• GOAL OF THE EXERCISE
Lines with the string "Looks" must each be copied from the listing.

• DATA SUPPLIED
PR #289, opened 2016-05-25
Issues #286 custom feign config

marcingrzejszczak:
I’m creating a custom `FeignContext` that before returning a bean is wrapping it with its tracing representation. That way we honour the beans created in custom Feign configurations.

@adriancole @spencergibb @dsyer


adriancole:
Neat. Looks like most lines added are new tests. Glad you've figured out how to get more miles out of this

PR #1099, opened 2019-09-27
Provide available settings (Fixes #1023)

### LINKED ISSUE #1023: Document `get/set` options in `multipass help`
**example**

> `c:\>multipass config`
> Error: Unknown Command 'config' (try "multipass help")

>`c:\> multipass set local.network="192.168.0.1/24" `
>Unrecognized settings key: 'local.network'

ricab:
Addresses #1023 

This lists available configuration keys in `get` and `set`. I ideally they should offer guidance on what each key means and what values are allowed, but that will require more thought.

### DIFF
--- a/include/multipass/settings.h
+++ b/include/multipass/settings.h
@@ -25,6 +25,7 @@
 #include <QVariant>
 
 #include <map>
+#include <set>
 
 namespace multipass
 {
@@ -33,6 +34,7 @@ class Settings : public Singleton<Settings>
 public:
     Settings(const Singleton<Settings>::PrivatePass&);
 
+    std::set<QString> keys() const;
     virtual QString get(const QString& key) const;            // throws on unknown key
     virtual void set(const QString& key, const QString& val); // throws on unknown key or bad settings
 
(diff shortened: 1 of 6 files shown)


ricab:
Currently each key is registered with `Settings` with only a default value, upon construction. Then there are hardcoded checks when setting each key.

I was thinking of evolving things to get a description and a domain (e.g. "qemu" or "libvirt") registered with the keys. We'd probably also need an optional checker (for when we need to check more than just the domain).

This info could be gathered nicely into the help page, the same way the keys are (displayed alphabetically, which means automatically grouping config branches together). The help page would then be self-contained, avoiding the problem of keeping the docs and code in sync. It would grow with time, but I thought that's ok. A lot of help and man pages are huge, and this would not be that big.

WDYT?

ricab:
uhhh, why did bors keep this open?

Saviq:
@ricab did it? Looks merged?

ricab:
@Saviq bors merged the branch but kept the PR open and did not delete the branch. When I manually closed the PR, bors deleted the branch.

PR #1110, opened 2019-10-03
image_vault: Allow background image updater downloads to be aborted

### LINKED ISSUE #1109: Background image updater downloads block daemon exit
If there is/are in-progress background image updater download(s), the daemon will block exiting until the downloads are complete.

townsend2010:
Fixes #1109

### DIFF
--- a/include/multipass/url_downloader.h
+++ b/include/multipass/url_downloader.h
@@ -13,9 +13,6 @@
  * You should have received a copy of the GNU General Public License
  * along with this program.  If not, see <http://www.gnu.org/licenses/>.
  *
- * Authored by: Chris Townsend <christopher.townsend@canonical.com>
- *              Alberto Aguirre <alberto.aguirre@canonical.com>
- *
  */
 
 #ifndef MULTIPASS_URL_DOWNLOADER_H
@@ -43,6 +40,7 @@ public:
                              const ProgressMonitor& monitor);
     virtual QByteArray download(const QUrl& url);
     virtual QDateTime last_modified(const QUrl& url);
+    virtual void abort_all_downloads();
 
 private:
     URLDownloader(const URLDownloader&) = delete;
@@ -50,6 +48,7 @@ private:
 
     const Path cache_dir_path;
     std::chrono::milliseconds timeout;
+    bool abort_download{false};
 };
 }
 #endif // MULTIPASS_URL_DOWNLOADER_H
--- a/include/multipass/url_downloader.h
+++ b/include/multipass/url_downloader.h
@@ -43,13 +43,15 @@ public:
     virtual QDateTime last_modified(const QUrl& url);
     virtual void abort_all_downloads();
 
+protected:
+    std::atomic_bool abort_download{false};
+
 private:
     URLDownloader(const URLDownloader&) = delete;
     URLDownloader& operator=(const URLDownloader&) = delete;
 
     const Path cache_dir_path;
     std::chrono::milliseconds timeout;
-    std::atomic_bool abort_download{false};
 };
 }
 #endif // MULTIPASS_URL_DOWNLOADER_H
--- a/include/multipass/url_downloader.h
+++ b/include/multipass/url_downloader.h
@@ -24,6 +24,7 @@
 #include <QByteArray>
 #include <QDateTime>
 
+#include <atomic>
 #include <chrono>
 
 class QUrl;
@@ -48,7 +49,7 @@ private:
 
     const Path cache_dir_path;
     std::chrono::milliseconds timeout;
-    bool abort_download{false};
+    std::atomic_bool abort_download{false};
 };
 }
 #endif // MULTIPASS_URL_DOWNLOADER_H
--- a/src/daemon/default_vm_image_vault.cpp
+++ b/src/daemon/default_vm_image_vault.cpp
@@ -20,7 +20,6 @@
 
 #include <multipass/exceptions/aborted_download_exception.h>
 #include <multipass/exceptions/create_image_exception.h>
-#include <multipass/exceptions/download_exception.h>
 #include <multipass/exceptions/unsupported_image_exception.h>
 #include <multipass/logging/log.h>
 #include <multipass/platform.h>
--- a/src/daemon/default_vm_image_vault.cpp
+++ b/src/daemon/default_vm_image_vault.cpp
@@ -18,7 +18,9 @@
 #include "default_vm_image_vault.h"
 #include "json_writer.h"
 
+#include <multipass/exceptions/aborted_download_exception.h>
 #include <multipass/exceptions/create_image_exception.h>
+#include <multipass/exceptions/download_exception.h>
 #include <multipass/exceptions/unsupported_image_exception.h>
 #include <multipass/logging/log.h>
 #include <multipass/platform.h>
@@ -279,6 +281,11 @@ mp::DefaultVMImageVault::DefaultVMImageVault(std::vector<VMImageHost*> image_hos
     }
 }
 
+mp::DefaultVMImageVault::~DefaultVMImageVault()
+{
+    url_downloader->abort_all_downloads();
+}
+
 mp::VMImage mp::DefaultVMImageVault::fetch_image(const FetchType& fetch_type, const Query& query,
                                                  const PrepareAction& prepare, const ProgressMonitor& monitor)
 {
@@ -469,6 +476,10 @@ mp::VMImage mp::DefaultVMImageVault::fetch_image(const FetchType& fetch_type, co
             in_progress_image_fetches.erase(id);
             return finalize_image_records(query, prepared_image, id);
         }
+        catch (const AbortedDownloadException&)
+        {
+            throw;
+        }
         catch (const std::exception& e)
         {
             std::lock_guard<decltype(fetch_mutex)> lock{fetch_mutex};
@@ -577,7 +588,7 @@ void mp::DefaultVMImageVault::update_images(const FetchType& fetch_type, const P
             prepared_image_records.erase(key);
             persist_image_records();
         }
-        catch (const std::exception& e)
+        catch (const CreateImageException& e)
         {
             mpl::log(mpl::Level::warning, category,
                      fmt::format("Cannot update source image {}: {}", record.query.release, e.what()));
@@ -636,6 +647,10 @@ mp::VMImage mp::DefaultVMImageVault::download_and_prepare_source_image(
         remove_source_images(source_image, prepared_image);
 
         return prepared_image;
+    }
+    catch (const AbortedDownloadException&)
+    {
+        throw;
     }
     catch (const std::exception& e)
     {
--- a/src/network/url_downloader.cpp
+++ b/src/network/url_downloader.cpp
@@ -67,7 +67,7 @@ auto get_network_cache_data(QAbstractNetworkCache* network_cache, const QUrl& ur
 
 template <typename ProgressAction, typename DownloadAction, typename ErrorAction, typename Time>
 QByteArray download(QNetworkAccessManager* manager, const Time& timeout, QUrl const& url, ProgressAction&& on_progress,
-                    DownloadAction&& on_download, ErrorAction&& on_error, const bool& abort_download)
+                    DownloadAction&& on_download, ErrorAction&& on_error, const std::atomic_bool& abort_download)
 {
     QEventLoop event_loop;
     QTimer download_timeout;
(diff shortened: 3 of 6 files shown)


include/multipass/url_downloader.h
```diff
@@ -43,13 +40,15 @@ class URLDownloader
...
     virtual QDateTime last_modified(const QUrl& url);
+    virtual void abort_all_downloads();
 
 private:
     URLDownloader(const URLDownloader&) = delete;
     URLDownloader& operator=(const URLDownloader&) = delete;
 
     const Path cache_dir_path;
     std::chrono::milliseconds timeout;
+    bool abort_download{false};
```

• SOLUTION FOR THIS PROBLEM
Neat. Looks like most lines added are new tests. Glad you've figured out how to get more miles out of this
@ricab did it? Looks merged?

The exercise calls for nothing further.